* **Assigned task**:
Count every line in the records below that contains the string "want". Report that number alone.

* **Provided information**:

PR #1181, opened 2024-06-20
feat(dropdown): Add multi selection example

### LINKED ISSUE #1162: [Dropdown] Showcase Multiselection
There may be places where the multi selection will be asked.
For this use case like for the Chips we will provide examples on how users can achieve this with this component instead of forcing a single implementation.

soulcramer:
## 📋 Changes

Add multi selection example
Also add the missing padding in the dropdown menu

## 🤔 Context

Closes #1162 

## ✅ Checklist

### DIFF
--- a/catalog/src/main/kotlin/com/adevinta/spark/catalog/examples/samples/text/DropdownExamples.kt
+++ b/catalog/src/main/kotlin/com/adevinta/spark/catalog/examples/samples/text/DropdownExamples.kt
@@ -22,17 +22,20 @@
 package com.adevinta.spark.catalog.examples.samples.text
 
 import androidx.compose.foundation.layout.fillMaxWidth
+import androidx.compose.runtime.derivedStateOf
 import androidx.compose.runtime.getValue
 import androidx.compose.runtime.mutableStateOf
 import androidx.compose.runtime.remember
 import androidx.compose.runtime.setValue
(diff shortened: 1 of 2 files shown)


catalog/src/main/kotlin/com/adevinta/spark/catalog/examples/samples/text/DropdownExamples.kt
```diff
@@ -74,15 +77,91 @@ public val DropdownsExamples: List<Example> = listOf(
...
+                                onClick = {
+                                    selectedItems = if (book in selectedItems) {
+                                        selectedItems - book
+                                    } else {
+                                        selectedItems + book
+                                    }
+                                    // Here we want to have the dropdown to stay expanded when we multiSelect but
+                                    // you could use the line below if in the case you want to have the same behaviour
+                                    // as the single selection.
+                                    // expanded = false
```
kazaky, line 163: I would suggest to extract this part, to make the example more concise, easy to go through the code

kazaky (changes requested):
kindly check the comment

kazaky (approved):

soulcramer:
@kazaky Please don't merge PR's if they're not based on `main` otherwise it'll break the branch chain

* **Response below**:
2